Yes to Organ Transplants for Developmentally Disabled

by The Center for Bioethics and Culture on January 19, 2012

By Wesley J. Smith, J.D., Special Consultant to the CBC

About a week ago, I was contacted privately about a situation that has since hit cyberspace very hard. A developmentally disabled girl, I was told, was being denied an organ transplant solely because of her disability. I made some private suggestions about what the parents might want to do to obtain help, but decided not to write about it until and unless the situation became public. It now has, and so I will opine. From the AP story:

Chrissy Rivera posted a blog entry last week that described an encounter she claimed happened at The Children’s Hospital. She and her husband were there to discuss treatment for her daughter, Amelia, who was born with Wolf-Hirschhorn syndrome, a rare genetic defect that can cause physical and mental disabilities. Amelia will need a transplant in six months to a year. Chrissy Rivera, 36, wrote that a doctor, whom she did not name, told her and her husband that Amelia wouldn’t be eligible for a transplant because of her quality of life and her mental condition. “I put my hand up. ‘Stop talking for a minute. Did you just say that Amelia shouldn’t have the transplant done because she is mentally retarded. I am confused. Did you really just say that?'” she wrote. “I begin to shake. My whole body trembles and he begins to tell me how she will never be able to get on the waiting list because she is mentally retarded.”

We still don’t know that is what happened, or that the supposed decision to deny the transplant was based on quality of life.

But I think this does open the issue for discussion. Here’s how I see it:

Should a developmentally disabled person receive an organ transplant? All things being equal, yes. Under the same triage terms as all other patients.
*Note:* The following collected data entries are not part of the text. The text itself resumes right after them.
PR #310, opened 2023-06-05
New environment file

antho1404:
Simplify the configuration of the starter kit by reducing the list of environmental variables required and better documenting the `./environment.ts` file

@EmmanuelDrouin I would love your feedback on this file to see if it's easy to understand https://github.com/liteflow-labs/starter-kit/blob/15684efedac9be81baea06a7b82a725ff9a94cde/environment.ts


environment.ts
```diff
@@ -1,116 +1,114 @@
...
-  .filter(Boolean)
-  .map((address) => ({ address: address.toLowerCase(), chainId: CHAIN_ID }))
+  // API Key for the Liteflow API, you can get one at https://dashboard.liteflow.com/developer
+  LITEFLOW_API_KEY: process.env.NEXT_PUBLIC_LITEFLOW_API_KEY,
 
-const environment: Environment = {
-  MAGIC_API_KEY: process.env.NEXT_PUBLIC_MAGIC_API_KEY,
-  GRAPHQL_URL: process.env.NEXT_PUBLIC_GRAPHQL_URL,
-  FEATURED_TOKEN: process.env.NEXT_PUBLIC_FEATURED_TOKEN.split(','),
+  // Email address to send reports to
```
EmmanuelDrouin, line 22: @antho1404 should we specify "for end users to send reports to"?
I'm wondering if as a first step (you configure this file) you might get stuck 2 min on this one to fully understand this report functionality

environment.ts
```diff
@@ -1,116 +1,114 @@
...
-  CHAIN_IDS: CHAIN_IDS,
-  REPORT_EMAIL: process.env.NEXT_PUBLIC_REPORT_EMAIL,
-  HOME_COLLECTIONS: process.env.NEXT_PUBLIC_HOME_COLLECTIONS?.split(','),
-  HOME_TOKENS: process.env.NEXT_PUBLIC_HOME_TOKENS?.split(','),
-  HOME_USERS: process.env.NEXT_PUBLIC_HOME_USERS?.split(','),
-  OFFER_VALIDITY_IN_SECONDS: OFFER_VALIDITY_IN_SECONDS,
-  AUCTION_VALIDITY_IN_SECONDS: AUCTION_VALIDITY_IN_SECONDS,
-  BUGSNAG_API_KEY: process.env.NEXT_PUBLIC_BUGSNAG_API_KEY,
+
+  // Number of seconds an offer is valid (recommendation: 28 days)
```
EmmanuelDrouin, line 28: @antho1404 is this part about the "maximum time" a user can set an offer? In your example it means users will not be able to create offers valid for more than 28 days, right?

If it's the maximum a user can set, we should specify this with "Maximum number of seconds an offer can be valid" as currently it can be understood as "all users will have to set an offer valid for 28 days"

EmmanuelDrouin: Should we talk about expiration if this is related to the offer expiring? 
> Maximum number of seconds a user can set before an offer expired

environment.ts
```diff
@@ -1,116 +1,114 @@
...
+  OFFER_VALIDITY_IN_SECONDS: 2419200, // 28 days
+
+  // Number of seconds an auction is valid (recommendation: 7 days)
```
EmmanuelDrouin, line 31: Similar comment here as the one for the offers above

environment.ts
```diff
@@ -1,116 +1,114 @@
...
+  AUCTION_VALIDITY_IN_SECONDS: 604800, // 7 days
+
+  // Base URL of the website
   BASE_URL: process.env.NEXT_PUBLIC_BASE_URL,
-  UPLOAD_URL: process.env.NEXT_PUBLIC_UPLOAD_URL,
-  REFERRAL_PERCENTAGE: { base: 20 * 0.025, secondary: 20 * 0.01 },
-  RESTRICT_TO_VERIFIED_ACCOUNT: true,
+
+  // Maximum amount of royalties
```
EmmanuelDrouin, line 37:
```suggestion
  // Maximum percentage of royalties
```

environment.ts
```diff
@@ -1,116 +1,114 @@
...
+  // List of tokens randomized to be featured on the homepage with the following format: [chainId]-[contractAddress]-[tokenId]
+  // If empty, the tokens will be the last created ones
+  HOME_TOKENS: [],
+
+  /**
+   * Wallet/chain configuration
+   */
+
+  // List of supported chains. Liteflow is supporting the following: mainnet, goerli, bscTestnet, bsc, polygon, polygonMumbai
+  CHAINS: [mainnet, goerli, bscTestnet, bsc, polygon, polygonMumbai],
```
EmmanuelDrouin, line 83: @antho1404 is there anyway we could rename "Mainnet" for Ethereum? I understand it but this will confuse users

environment.ts
```diff
@@ -1,116 +1,114 @@
...
+
+  // (Optional) Magic API Key, you can get one at https://magic.link/
+  MAGIC_API_KEY: process.env.NEXT_PUBLIC_MAGIC_API_KEY,
+
+  /**
+   * SEO Configuration
+   */
+
+  // Name of the company to place in the footer and in the SEO title
```
EmmanuelDrouin, line 92:
```suggestion
  // Name of the company to place in the SEO title and in the footer 
```

environment.ts
```diff
@@ -1,116 +1,114 @@
...
+
+  // Title of the marketplace to place in the SEO title
+  META_TITLE: 'Acme NFT Marketplace',
+
+  // Description of the marketplace to place in the SEO description
+  META_DESCRIPTION: 'Acme NFT Marketplace',
+
+  // Keywords of the marketplace to place in the SEO keywords
+  META_KEYWORDS:
+    'NFT, marketplace, platform, white-label, blockchain, liteflow',
```
EmmanuelDrouin, line 103:
```suggestion
    'NFT, marketplace, platform, blockchain, liteflow',
```

environment.ts
```diff
@@ -1,116 +1,114 @@
...
+
+  /**
+   * Miscellaneous
```
EmmanuelDrouin, line 106: @antho1404 could you add one line of context for each point in this section?

Currently a user will not understand that the "RESTRICT_TO_VERIFIED_ACCOUNT" is for the mint, etc

EmmanuelDrouin (commented):
@antho1404 overall really good, it is super clear and easy to understand and configure good job 👍 

I only left a few comments to improve the understanding on some part from a new user point of view but apart from that it rocks 🔥

environment.ts
antho1404: This is related to the default value, the user will be able to change anything, I will add that information

environment.ts
antho1404: Yes this one is ugly on purpose as this is removed by other PRs that removes these configs

environment.ts
antho1404: done

environment.ts
antho1404: done

environment.ts
antho1404: renamed into ethereumMainnet and ethereumGoerli

environment.ts
antho1404: done

environment.ts
antho1404: added "Default value for the number ..."

environment.ts
antho1404: done

environment.ts
antho1404: done

PR #311, opened 2023-06-05
Remove config for mint

antho1404:

Instead of having an option to disable the minting, if an application does not require minting then they can simply remove the links as they will anyway have to remove the page as well


antho1404:

NicolasMahe (approved):
all good 👌

EmmanuelDrouin (approved):

PR #312, opened 2023-06-05
Remove banner

antho1404:

Remove the Liteflow banner to show it is a demo. This is only needed for the demo, which has moved to a dedicated repository https://github.com/liteflow-labs/demo.
This is a customization for Liteflow and should not be part of the starter kit


antho1404:

NicolasMahe (approved):
all good 👌

EmmanuelDrouin (approved):

PR #314, opened 2023-06-05
Remove restriction on mint

antho1404:

Remove the restriction on mint, as this is a business decision and should not be part of the starter kit. Clients can reimplement it their own ways if they need to


antho1404:

NicolasMahe (approved):
all good 👌

EmmanuelDrouin (approved):

PR #315, opened 2023-06-05
Fetch mintable collections instead of getting from env

antho1404:
Dependency: https://github.com/liteflow-labs/starter-kit/pull/311
Dependency: https://github.com/liteflow-labs/starter-kit/pull/314

Mintable collection can be fetched from the infra but required to have an env variable to define them which could lead to inconsistency.


antho1404:

NicolasMahe (approved):
all good 👌

EmmanuelDrouin (approved):

PR #318, opened 2023-06-21
Moving utils from sdk to custom utils

antho1404:
Move all the updates directly to the starter kit to prepare for the sdk v1 release


hooks/useBalance.ts
```diff
@@ -0,0 +1,20 @@
+import { getAddress } from '@ethersproject/address'
+import { BigNumber } from '@ethersproject/bignumber'
+import { useBalance as useWagmiBalance } from 'wagmi'
+
+export default function useBalance(
```
antho1404, line 5: New hook to keep the same API we had just using wagmi instead of the SDK that has this function deprecated

utils.ts
```diff
@@ -0,0 +1,70 @@
+import { getAddress, isAddress } from '@ethersproject/address'
```
antho1404, line 1: utils copied from https://github.com/liteflow-labs/liteflow-js/tree/0b8ad9530e09f60081e040701f925a1473d2eb8f/packages/hooks/src/utils

PR #323, opened 2023-06-26
Split total count query in explorer page

NicolasMahe:
### Project organization

- Dependant on https://github.com/liteflow-labs/starter-kit/pull/322

### Description

Split total count query in explorer page


pages/explore/explore.tsx
```diff
@@ -70,6 +74,14 @@ const ExplorePage: NextPage<Props> = ({ now }) => {
     },
```
NicolasMahe, line 74: @antho1404 can you confirm why there is a `previousData` + a `loading` on `useFetchAllErc721And1155Query`?
It seems the data are not displayed if `loading = true`, thus making `previousData` pretty much useless.
Is it something due to SSR?

pages/explore/explore.tsx
```diff
@@ -70,6 +74,14 @@ const ExplorePage: NextPage<Props> = ({ now }) => {
...
   })
 
+  const { data: totalCountData } = useFetchAllErc721And1155TotalCountQuery({
+    variables: {
+      filter: convertFilterToAssetFilter(filter, date),
+    },
+    ssr: false,
```
NicolasMahe, line 81: Not executing this on SSR has the bonus of not sending and rendering the thousands and thousands of select option to select the exact page. The initial page load is only 25Kb vs 75Kb and take less than 1sec vs 3sec.

pages/explore/explore.tsx
```diff
@@ -70,6 +74,14 @@ const ExplorePage: NextPage<Props> = ({ now }) => {
     },
   })
 
+  const { data: totalCountData } = useFetchAllErc721And1155TotalCountQuery({
```
NicolasMahe, line 77: I didn't implement a loading state here, so the element is completely hidden while loading.
Could be good to add a skeleton loader.

NicolasMahe: @ismailToyran how long will it take to add this skeleton?

ismailToyran: Should take around 30 to 60min, considering grid + pagination.

pages/explore/explore.tsx
NicolasMahe: closing in favour of https://github.com/liteflow-labs/starter-kit/pull/328

antho1404 (approved):

pages/explore/explore.tsx
antho1404: Not a big fan of having a specific behavior just for that query, that creates inconsistency in the codebase but I will not block for this

pages/explore/explore.tsx
NicolasMahe: created dedicated issue to not block this PR: https://github.com/liteflow-labs/starter-kit/issues/340

pages/explore/explore.tsx
NicolasMahe: Indeed, this could be added to other queries with total count. The bigger the platform are becoming, the more queries will be slow because of the total count.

No preference given, but also no “quality of life” invidious denials.

Should disability ever be a cause for denial? Yes, but not based on supposed poor quality of life! Not based on a supposed reduced moral worth! Not based on a relative lack of societal utility!

Rather, if the disability is such that it triggers the usual disqualifying medical criteria that would also apply to an able bodied patient, it would be ethical to not provide the transplant even if it is the disability that creates the medical disqualification. For example, Mickey Mantle should not have received a liver transplant because he had metastatic liver cancer and would soon die anyway. If a developmentally disabled person’s disability created the same short life prognosis, it could be a legitimate ground for denial — if short life expectency would also disqualify an able bodied person.

In other words, a developmentally disabled person should be treated just like everyone else.

As to the case at hand, I don’t think we yet have enough information to make an informed judgment about what is going on. However, it could be a very important case. I will keep my eye on it and bring it up again if facts warrant.